Design Theory grounded in research into human psycho-neuro-physiological processes
Cognitively related somato-sensory and physiological changes, feelings and affects play key roles in designing and in theorising about designing and designs. There are several reasons for going down this path:
- Many designers and researchers insist on the importance of 'feelings', intuition and human values in designing (see, for example, Akin & Akin, 1996; Cross, 1990; Davies & Talbot, 1987; Galle & Kovács, 1996; Glegg, 1971; Kolodner & Wills, 1996; Lawson, 1990, 1993, 1994; Lera, 1983; Liu, 1996; Love, 1996, 1998a, 2001b; Tovey, 1997).
- Feelings and the neurology of affect in designing have been relatively neglected. Computational cognitive design theories have mainly focused on emotions, especially 'emotions as physiological expression of cognition' rather than exploring the underlying neurological phenomena and its relationship to information models of brain activities (see, for example, topic areas in ISRE, 2001; Picard, 1997; Sloman, 2001).
- Cognition-related somato-sensory processes, feelings, and to a much lesser extent, emotions and moods, underpin the moment to moment interplay of human closure processes crucial to undertaking, communicating and understanding designing and designs. Explaining closure requires going beyond theories based on information transformations and analysis (see, for example, Bastick, 1982; Dewey, 1959; Hamlyn, 1990; Rosen, 1980) (Fleckenstein, 1992; Ryle, 1990).
- Increasing neurological evidence points to affect, as physiologically based somato-sensory processes, being an important element of all human functioning (see, for example, Fleckenstein, 1992; Kiehl, Liddle, & Hopfinger, 2000).
- Understanding human somato-sensory processes is significant to creating computational models of creative design cognition because it offers a more sophisticated working model for how designers create concepts (and scientific theories) and identify optimal solutions error checked against complex criteria (Davis, 2000, 2001; Love, 2000).
- Affect is the basis for the distribution of requisite variety in cybernetic analyses of systems models of designing (Love, 2001a).
This approach differs significantly from the way that affect is commonly conceived in the literatures of affective computing and cognition. It emphasises the active and often initiatory partnership that human somato-sensory processes have with brain activities in the process of human cognition (Davis, 2001; Fleckenstein, 1992). It contradicts the trend over the 1990s for viewing affects almost exclusively in terms of 'emotions' with their properties regarded as 'James-Lange' by-products of informatically based cognition. By focusing on the neurobiological representation of somato-sensory 'feelings' it moves the emphasis away from remote and abstracted cognitive conceptual constructs used in the discourse of emotion and cognition.

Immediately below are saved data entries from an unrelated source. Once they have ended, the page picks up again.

PR #1846, opened 2020-06-20
EdgeMesh: support container level proxy

daixiang0:
Signed-off-by: Xiang Dai <long0dai@foxmail.com>

**What type of PR is this?**

/kind feature

**What this PR does / why we need it**:

Now EdgeMesh only support hostPort, uses should specify `hostPort` in the yaml like:
```
apiVersion: apps/v1
kind: Deployment
metadata:
  name: nginx
  labels:
    app: nginx
spec:
  #replicas: 3
  selector:
    matchLabels:
      app: nginx
  template:
    metadata:
      labels:
        app: nginx
    spec:
      containers:
      - name: nginx
        image: nginx
        imagePullPolicy: IfNotPresent
        ports:
        - containerPort: 80
          hostPort: 80
```

If not, EdgeMesh can not do proxy.

**Does this PR introduce a user-facing change?**:

```release-note
EdgeMesh: support container level proxy
```

PR #1856, opened 2020-06-22
proposal: optimize EdgeMesh

daixiang0:

**What type of PR is this?**
/kind design

### DIFF
--- a/docs/proposals/edgemesh-optimization.md
+++ b/docs/proposals/edgemesh-optimization.md
@@ -1,0 +1,298 @@
+---
+title: EdgeMesh Optimization
+authors:
+    - "@daixiang0"
+approvers:
+creation-date: 2020-06-22
+last-updated: 2020-08-18
+status:
+---
+
+# EdgeMesh Optimization
+
+## Background
+
+Now EdgeMesh works as a DNS and proxy server with some limitations:
+
+- Depend on docker0 network interface, cannot work for other CRIs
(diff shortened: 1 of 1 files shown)


docs/proposals/edgemesh-optimization.md
```diff
@@ -0,0 +1,81 @@
...
+
+We want EdgeMesh as lightweight as possible and support more:
+1. Support more CRIs like docker, containerd, cri-o, etc.
+2. Include more DNS resolver support as in kubernetes coreDNS
+3. Include more protocols support as in kubernetes kube-proxy
+4. Include more types support as in kubernetes kube-proxy
+
+### Use Cases
+
+* Any apps in edge side can commuinicate with each other by svc in case offline with cloud side
```
benjaminhuo, line 54: Sorry, I'm a bit confused about this statement, it means:  any apps in the edge can communicate with each other by svc when edge nodes these apps running on are all disconnected with cloud side?

daixiang0: Yep, EdgeMesh provides a DNS cache to make apps running when edge nodes offline. It would be helpful like app a and b need to communicate with each other but the node which app b run has network issue with cloud side.

daixiang0:
There are some changes implemented, low level design may be simple about those:

- DNS server Alpha version: #1861#1840
- proxy server Alpha version: #1846

PR #1861, opened 2020-06-22
EdgeMesh: remove docker0 dependence

daixiang0:

Now EdgeMesh bind docker0 to work as a DNS server, this pr is to remove this dependence.

The proxy part of EdgeMesh still depends on docker0 network interface, which would be optimized after related proposal confirmed.

### DIFF
--- a/edgemesh/pkg/dns/dns.go
+++ b/edgemesh/pkg/dns/dns.go
@@ -7,6 +7,7 @@ import (
 	"fmt"
 	"net"
 	"os"
+	"os/exec"
 	"strings"
 	"time"
 	"unsafe"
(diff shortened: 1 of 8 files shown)


edgemesh/pkg/dns/dns.go
```diff
@@ -77,29 +77,47 @@ var metaClient client.CoreInterface
 // dnsConn saves DNS protocol
 var dnsConn *net.UDPConn
 
+//Init creates network interface
+func Init(addr string) {
+	// create a network interface
+	checkInterface := fmt.Sprintf("brctl show | grep %s 2>/dev/null", ifi)
```
jimmy-wei, line 83: Is it possible to use [netlink ](https://github.com/vishvananda/netlink) instead of system command?

Poorunga:
@daixiang0 This is a great PR, would you like to move this design to the edgemesh new repo: https://github.com/kubeedge/edgemesh

PR #1862, opened 2020-06-22
add clean namespace in keadm reset

ls889:
**What type of PR is this?**
>
> /kind api-change
> /kind bug
> /kind cleanup
> /kind design
> /kind documentation
> /kind test
> /kind failing-test
> /kind feature

/kind cleanup
/kind bug

when we use `keadm reset`, it can automatically clean the kubeedge namespace. It can reduce some problems about certificates when users use keadm reset.
we should use keadm like `keadm reset --kube-config $HOME/.kube/config`.
I will update the docs of keadm after the pr was merged.

Fixes #

```release-note

```

### DIFF
--- a/keadm/cmd/keadm/app/cmd/util/cloudinstaller.go
+++ b/keadm/cmd/keadm/app/cmd/util/cloudinstaller.go
@@ -181,6 +181,10 @@ func (cu *KubeCloudInstTool) TearDown() error {
 
 	//Kill cloudcore process
 	cu.KillKubeEdgeBinary(KubeCloudBinaryName)
-
+	// clean kubeedge namespace
+	err := cu.cleanNameSpace("kubeedge", cu.KubeConfig)
+	if err != nil {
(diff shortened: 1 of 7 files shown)


keadm/cmd/keadm/app/cmd/util/cloudinstaller.go
```diff
@@ -181,6 +181,8 @@ func (cu *KubeCloudInstTool) TearDown() error {
 
 	//Kill cloudcore process
 	cu.KillKubeEdgeBinary(KubeCloudBinaryName)
+	// clean kubeedge namespace
+	cu.cleanNameSpace("kubeedge", cu.KubeConfig)
```
fisherxu, line 185: Could we return the error here? And also return in https://github.com/kubeedge/kubeedge/blob/master/keadm/cmd/keadm/app/cmd/reset.go#L88

ls889: @fisherxu  Done, thanks for reminding.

Social, Environmental and Ethical factors
Anthropology, Psychology and other Social Sciences appear to be important in creating better design theory, and establishing firmer foundations for design research, design education, and design as a discipline. Designing is fundamentally an activity that is socially, environmentally and ethically situated.
- Social - because designing is a human activity, undertaken by humans and for humans.
- Environmental - because the primary purpose of all designs is to change human environments (designing also may result in unintended environmental side-effects)
- Ethical - because planning to change human environments and societies is essentially an ethical process
All designing is intended to have social and environmental effects to change society in some way. In many ways, these situational issues are more important aspects of designing than the physical characteristics of the designed objects, and therefore issues of technology and form would be expected to be theoretically secondary and contingent.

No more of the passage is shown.